De novo assembly, functional annotation and comparative alignment of whole genome of a halo-tolerant Exiguobacterium profundum PHM11 with related genomes

Authors Affiliation(s)

  • Genomics, ICAR-National Bureau of Agriculturally Important Microorganisms (NBAIM), Maunath Bhanjan 275103, UP, INDIA

Can J Biotech, Volume 1 Special Issue,  Page 124,  DOI:

Presenting author:


Advances in the next-generation sequencing (NGS) technologies have invigorated the exploration of microbial genomes in retrieving the hidden traits. In this study, high-throughput next generation whole genome sequencing of a halotolerant E. profundum PHM11 was performed on Illumina HiSeq paired end sequencing plateform and assembled through de novo Linux based approaches using Velvet (V 1.2.10.) algorithm package. Quality filtering in de novo sequencing produced 72,947,390 reads with total size of 7335195362 bp (7335.1 Mb). High quality reads having minimum and maximum contig lengths of 202 and 958471 (~0.95 Mb) bp were further considered for assembly.

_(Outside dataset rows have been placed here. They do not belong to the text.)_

Issue #6234, opened 2018-07-16
Allow users to set payee code during intake


abbyraskinUSDS:
## Story
For 3 AMA lanes, when entering a claimant other than the Veteran, I want to select the payee code so the VSR can process the claim.

If the claimant is other than Veteran, once the claimant is selected from presented options, it will show a list of relationships and the type of relationship. The user will then need to select the payee code. For now, we will show the entire list of possible payee codes, and optimize in the future.

## Technical notes
Payee code should be stored in the database, and sent to VBMS when establishing a claim
Depending on VBMS validation, it's possible that this will have to happen concurrently with setting the claimant participant ID when establishing the claim in VBMS

## Acceptance criteria
- Once the Claimant is selected, a searchable drop-down menu appears that contains the entire payee code list.

## Copy
- Field label: "What is the payee code for this claimant?"
- Drop down contents: [listed here](https://github.com/department-of-veterans-affairs/caseflow/issues/5878#issuecomment-409051820)

## Mocks
<img width="618" alt="screen shot 2018-07-31 at 9 14 47 am" src="https://user-images.githubusercontent.com/11219417/43461747-3a5b5be8-94a2-11e8-8cbb-1e4fecd3c132.png">

## Related issues
- #5878 

## How to Validate
- Test user criteria: AMA with dependents
- Steps to get there: Original intake flow, 3 AMA lanes (SC, HLR, Board) > Choose claimant isn't Veteran > select name > see payee codes
- Choose a payee code that matches the claimant relationship, e.g. choose "Spouse" and "Spouse"
- Dev team to check that the payee is stored in the database
- Check if the payee code is set on the claim (VBMS to help)

Validation for #5281 can happen at the same time

abbyraskinUSDS:
@suzchap this would be a good one to get ready for dev soon if possible

kahlouie:
Should be sent at the same time as the other claimant and we should store payee code in our db.

kahlouie:
Only adding the payee code selection

suzchap:
I began validation with test user 564930680 and chose payee code 99. When I went to create the EP on the "finish" page, I got the "something went wrong" error so I canceled the intake.

Once that's resolved, I guess I'll need to submit again? Or will we be able to check the last two bullets in the "how to validate" section without actually creating an ep?

@kahlouie or @shanear can one of you help with this or should we wait for Sally to be back?

shanear:
Let's wait for sally to get back

[...]

PR #6555, opened 2018-08-08
Add ability to set payee code for the claimant

leikkisa:
Connects #6234
connects #6098


app/models/ama_review.rb
```diff
@@ -38,6 +38,12 @@ def claimant_not_veteran
     claimant_participant_id && claimant_participant_id != veteran.participant_id
   end
 
+  def payee_code
+    # binding.pry
```
shanear: remove this

app/models/appeal_intake.rb
```diff
@@ -8,6 +8,7 @@ def ui_hash(ama_enabled)
       receipt_date: detail.receipt_date,
       claimant: detail.claimant_participant_id,
       claimant_not_veteran: detail.claimant_not_veteran,
+      payee: detail.payee_code,
```
shanear: why is this called `payee` and not `payee_code`?

app/models/ama_review.rb
```diff
@@ -20,9 +20,9 @@ def start_review!
     @saving_review = true
   end
 
-  def create_claimants!(claimant_data:)
+  def create_claimants!(participant_id:, payee_code:)
```
shanear: I think we may just want to keep these arguments unspecified like so:

```
def create_claimants!(attrs)
  ...
end
```

This keeps us from having to keep modifying the arguments list all the way up and down the method call chain

app/models/ramp_review.rb
```diff
@@ -153,6 +154,10 @@ def end_product_modifier
     (END_PRODUCT_DATA_BY_OPTION[option_selected] || {})[:modifier]
   end
 
+  def payee_code
```
shanear: we don't need this anymore since `payee_code` defaults to "00"

leikkisa: EndProductEstablishment still needs this, so keeping it here (it will just default on EndProduct for dispatch claims established)

app/models/ama_review.rb
leikkisa: I'm keeping this because there's a logic step where we check if they've been submitted in the params or not (because if the user doesn't select the option for there to be another claimant, they don't get sent back with the params).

Final PHM11 genome has a size of ~2.92 Mb comprising 70 contigs, 47.93% G+C content with 761858 (26.08%), 757313 (25.92%), 699924 (23.96%), and 700172 (23.97%) percentages of adenine, thymine, cytosine and guanine nucleotides. Throughout micro-satellite mining of genome showed a total of 3005 SSRs, covering 0.1 of whole PHM11 genome, with relative abundance; 1029, relative density; 10951, and percentages of penta repeats; 65.75, hexa repeats; 28.75, mono repeats; 3.89, and tetra-repeats; 1.59, respectively. Gene networks related to the arrangement of key genes and presence of lysogenic phage DNA were reflected through generating the chromosome map of PHM11 genome. Functional annotations of genome reflected the different protein families, and hidden inherent metabolic pathways providing unusual features. A total of 3033 protein coding genes and 33 non-protein coding genes were identified; out of these only 2316 could be characterized and 737 were reported as hypothetical. Random genes of different metabolic pathways were amplified from its genome and authenticated through their sequencing. Genome-rearrangements in PHM11 could be deciphered through aligning its genome with thirteen other genomes of different Exiguobacterium species.